(Stored data)
**********
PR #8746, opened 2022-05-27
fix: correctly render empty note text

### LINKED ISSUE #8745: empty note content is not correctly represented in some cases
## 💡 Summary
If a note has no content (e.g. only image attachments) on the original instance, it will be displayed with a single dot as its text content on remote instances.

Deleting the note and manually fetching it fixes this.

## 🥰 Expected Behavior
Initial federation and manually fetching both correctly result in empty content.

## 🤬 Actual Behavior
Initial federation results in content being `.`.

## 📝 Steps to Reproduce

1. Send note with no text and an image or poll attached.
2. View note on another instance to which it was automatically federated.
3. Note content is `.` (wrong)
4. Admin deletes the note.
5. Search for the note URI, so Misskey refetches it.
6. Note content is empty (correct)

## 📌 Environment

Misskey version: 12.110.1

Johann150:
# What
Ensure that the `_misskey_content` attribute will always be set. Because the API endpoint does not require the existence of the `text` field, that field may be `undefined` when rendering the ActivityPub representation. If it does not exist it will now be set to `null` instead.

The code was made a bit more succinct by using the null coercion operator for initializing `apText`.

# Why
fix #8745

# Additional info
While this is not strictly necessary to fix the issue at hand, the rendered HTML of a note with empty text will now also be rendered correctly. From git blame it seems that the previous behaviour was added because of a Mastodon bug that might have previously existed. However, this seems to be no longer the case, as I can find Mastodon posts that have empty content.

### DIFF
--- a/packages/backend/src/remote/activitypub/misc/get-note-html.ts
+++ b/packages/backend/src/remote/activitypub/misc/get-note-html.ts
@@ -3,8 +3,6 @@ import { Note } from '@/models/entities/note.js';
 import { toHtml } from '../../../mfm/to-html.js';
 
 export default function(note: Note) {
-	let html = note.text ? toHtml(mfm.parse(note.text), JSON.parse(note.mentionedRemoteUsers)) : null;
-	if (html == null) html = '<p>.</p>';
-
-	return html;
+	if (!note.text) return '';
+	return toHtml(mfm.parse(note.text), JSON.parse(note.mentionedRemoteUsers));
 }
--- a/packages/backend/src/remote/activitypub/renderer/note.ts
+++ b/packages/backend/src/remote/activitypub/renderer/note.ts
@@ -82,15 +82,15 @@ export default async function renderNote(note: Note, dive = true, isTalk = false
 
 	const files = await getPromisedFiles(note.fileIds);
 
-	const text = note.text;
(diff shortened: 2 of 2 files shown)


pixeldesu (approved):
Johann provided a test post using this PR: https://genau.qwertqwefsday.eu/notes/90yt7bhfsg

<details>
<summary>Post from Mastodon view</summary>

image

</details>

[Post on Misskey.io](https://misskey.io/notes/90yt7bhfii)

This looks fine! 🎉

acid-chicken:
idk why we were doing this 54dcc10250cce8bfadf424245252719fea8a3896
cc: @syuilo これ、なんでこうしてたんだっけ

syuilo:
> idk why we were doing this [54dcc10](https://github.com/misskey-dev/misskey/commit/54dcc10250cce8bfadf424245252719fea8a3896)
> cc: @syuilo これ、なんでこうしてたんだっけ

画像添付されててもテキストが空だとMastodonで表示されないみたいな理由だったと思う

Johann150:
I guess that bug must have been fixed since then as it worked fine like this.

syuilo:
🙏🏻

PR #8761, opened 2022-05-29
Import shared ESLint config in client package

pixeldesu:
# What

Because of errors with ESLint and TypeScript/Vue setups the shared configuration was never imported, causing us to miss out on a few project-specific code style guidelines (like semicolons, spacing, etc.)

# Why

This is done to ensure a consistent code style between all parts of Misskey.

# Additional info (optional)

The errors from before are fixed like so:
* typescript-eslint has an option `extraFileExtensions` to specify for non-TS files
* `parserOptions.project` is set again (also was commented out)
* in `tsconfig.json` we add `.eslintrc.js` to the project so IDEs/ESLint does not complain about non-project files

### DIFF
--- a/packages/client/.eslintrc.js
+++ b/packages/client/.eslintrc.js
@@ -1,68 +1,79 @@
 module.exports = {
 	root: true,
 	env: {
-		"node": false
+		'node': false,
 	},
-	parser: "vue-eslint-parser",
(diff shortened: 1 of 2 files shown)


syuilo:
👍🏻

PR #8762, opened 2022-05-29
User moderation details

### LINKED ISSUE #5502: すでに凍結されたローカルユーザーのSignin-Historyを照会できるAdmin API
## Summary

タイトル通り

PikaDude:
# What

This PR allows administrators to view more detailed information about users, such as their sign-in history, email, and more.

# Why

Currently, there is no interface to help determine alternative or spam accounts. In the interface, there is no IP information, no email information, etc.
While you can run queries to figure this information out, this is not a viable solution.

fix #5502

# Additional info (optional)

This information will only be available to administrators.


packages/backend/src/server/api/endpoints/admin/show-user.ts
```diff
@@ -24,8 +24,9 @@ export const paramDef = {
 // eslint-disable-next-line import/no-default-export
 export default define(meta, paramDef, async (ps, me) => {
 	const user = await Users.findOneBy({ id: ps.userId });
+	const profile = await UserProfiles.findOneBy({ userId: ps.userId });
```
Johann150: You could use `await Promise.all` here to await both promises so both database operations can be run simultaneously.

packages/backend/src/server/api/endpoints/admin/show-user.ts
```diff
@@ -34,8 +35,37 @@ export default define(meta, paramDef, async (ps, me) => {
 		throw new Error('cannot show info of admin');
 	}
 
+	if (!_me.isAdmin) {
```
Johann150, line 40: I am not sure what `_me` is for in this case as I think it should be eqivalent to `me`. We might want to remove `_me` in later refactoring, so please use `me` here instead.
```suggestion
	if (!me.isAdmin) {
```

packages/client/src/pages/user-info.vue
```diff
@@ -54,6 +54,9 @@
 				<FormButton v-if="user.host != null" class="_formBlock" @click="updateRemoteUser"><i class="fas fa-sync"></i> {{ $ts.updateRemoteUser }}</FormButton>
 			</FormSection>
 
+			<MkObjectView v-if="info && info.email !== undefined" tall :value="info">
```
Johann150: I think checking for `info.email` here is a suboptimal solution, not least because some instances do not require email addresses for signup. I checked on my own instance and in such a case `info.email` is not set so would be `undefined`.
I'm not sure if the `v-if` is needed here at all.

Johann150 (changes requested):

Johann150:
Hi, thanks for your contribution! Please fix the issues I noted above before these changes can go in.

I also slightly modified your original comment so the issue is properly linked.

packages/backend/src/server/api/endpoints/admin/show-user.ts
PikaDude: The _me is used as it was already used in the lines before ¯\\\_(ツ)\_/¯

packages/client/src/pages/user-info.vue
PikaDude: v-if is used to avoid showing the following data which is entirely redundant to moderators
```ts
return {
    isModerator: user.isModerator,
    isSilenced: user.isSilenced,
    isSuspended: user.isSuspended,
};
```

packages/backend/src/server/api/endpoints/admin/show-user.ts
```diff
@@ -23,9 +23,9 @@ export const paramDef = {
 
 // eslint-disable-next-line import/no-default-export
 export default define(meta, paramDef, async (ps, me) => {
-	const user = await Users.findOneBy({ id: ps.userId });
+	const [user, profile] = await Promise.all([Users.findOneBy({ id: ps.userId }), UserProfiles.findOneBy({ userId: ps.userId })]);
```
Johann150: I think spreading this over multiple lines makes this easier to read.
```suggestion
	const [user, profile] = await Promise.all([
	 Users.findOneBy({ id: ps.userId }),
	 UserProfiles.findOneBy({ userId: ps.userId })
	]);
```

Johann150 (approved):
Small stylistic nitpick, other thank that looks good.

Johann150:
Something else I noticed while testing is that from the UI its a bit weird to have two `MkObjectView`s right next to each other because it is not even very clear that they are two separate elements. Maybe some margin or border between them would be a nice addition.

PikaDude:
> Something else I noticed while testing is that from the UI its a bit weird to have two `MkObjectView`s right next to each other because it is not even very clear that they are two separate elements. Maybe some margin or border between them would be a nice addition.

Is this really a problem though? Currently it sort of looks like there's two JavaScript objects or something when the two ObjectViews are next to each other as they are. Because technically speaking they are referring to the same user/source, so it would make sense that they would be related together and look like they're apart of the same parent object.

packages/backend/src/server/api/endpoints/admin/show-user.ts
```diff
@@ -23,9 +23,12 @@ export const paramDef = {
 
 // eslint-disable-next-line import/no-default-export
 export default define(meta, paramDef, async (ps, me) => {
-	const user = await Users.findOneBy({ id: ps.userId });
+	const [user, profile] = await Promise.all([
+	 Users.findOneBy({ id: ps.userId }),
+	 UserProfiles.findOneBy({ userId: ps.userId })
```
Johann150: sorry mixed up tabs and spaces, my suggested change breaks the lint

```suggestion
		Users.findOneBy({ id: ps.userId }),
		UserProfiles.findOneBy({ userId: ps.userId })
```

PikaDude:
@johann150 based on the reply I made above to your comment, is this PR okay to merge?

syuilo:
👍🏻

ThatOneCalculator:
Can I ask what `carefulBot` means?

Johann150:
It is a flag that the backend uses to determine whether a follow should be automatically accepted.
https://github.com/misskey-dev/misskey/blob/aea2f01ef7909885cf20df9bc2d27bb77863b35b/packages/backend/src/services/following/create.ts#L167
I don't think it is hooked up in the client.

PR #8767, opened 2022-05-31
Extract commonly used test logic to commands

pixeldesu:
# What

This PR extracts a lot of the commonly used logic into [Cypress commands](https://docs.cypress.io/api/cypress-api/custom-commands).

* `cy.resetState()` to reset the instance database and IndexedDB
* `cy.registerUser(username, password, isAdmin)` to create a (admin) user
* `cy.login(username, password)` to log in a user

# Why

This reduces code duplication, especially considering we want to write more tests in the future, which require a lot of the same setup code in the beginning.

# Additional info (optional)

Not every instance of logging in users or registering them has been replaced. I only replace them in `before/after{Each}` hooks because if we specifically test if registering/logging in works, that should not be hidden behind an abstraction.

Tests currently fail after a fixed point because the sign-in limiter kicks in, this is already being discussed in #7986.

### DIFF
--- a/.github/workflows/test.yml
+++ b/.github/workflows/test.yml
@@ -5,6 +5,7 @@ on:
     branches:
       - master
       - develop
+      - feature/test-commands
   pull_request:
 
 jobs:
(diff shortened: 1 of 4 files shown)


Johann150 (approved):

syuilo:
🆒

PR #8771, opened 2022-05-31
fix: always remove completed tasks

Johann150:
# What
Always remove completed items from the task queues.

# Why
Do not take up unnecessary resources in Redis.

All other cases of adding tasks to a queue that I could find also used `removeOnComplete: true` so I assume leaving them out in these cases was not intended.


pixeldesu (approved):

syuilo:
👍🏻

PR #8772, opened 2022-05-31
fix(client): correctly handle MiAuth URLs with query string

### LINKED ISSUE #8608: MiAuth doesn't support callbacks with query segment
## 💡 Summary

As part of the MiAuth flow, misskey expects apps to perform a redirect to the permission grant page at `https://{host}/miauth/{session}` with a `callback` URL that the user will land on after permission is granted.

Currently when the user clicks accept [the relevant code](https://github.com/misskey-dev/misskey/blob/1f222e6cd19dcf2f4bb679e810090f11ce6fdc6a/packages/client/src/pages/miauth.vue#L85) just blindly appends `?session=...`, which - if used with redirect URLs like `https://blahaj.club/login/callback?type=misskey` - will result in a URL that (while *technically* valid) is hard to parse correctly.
**********
▸ **Aim of the exercise**
Repeat only what lies between the first line of the data and the line containing "1. Send note", both of those lines included, exactly as it stands.

▸ **Task answer**
PR #8746, opened 2022-05-27
fix: correctly render empty note text

### LINKED ISSUE #8745: empty note content is not correctly represented in some cases
## 💡 Summary
If a note has no content (e.g. only image attachments) on the original instance, it will be displayed with a single dot as its text content on remote instances.

Deleting the note and manually fetching it fixes this.

## 🥰 Expected Behavior
Initial federation and manually fetching both correctly result in empty content.

## 🤬 Actual Behavior
Initial federation results in content being `.`.

## 📝 Steps to Reproduce

1. Send note with no text and an image or poll attached.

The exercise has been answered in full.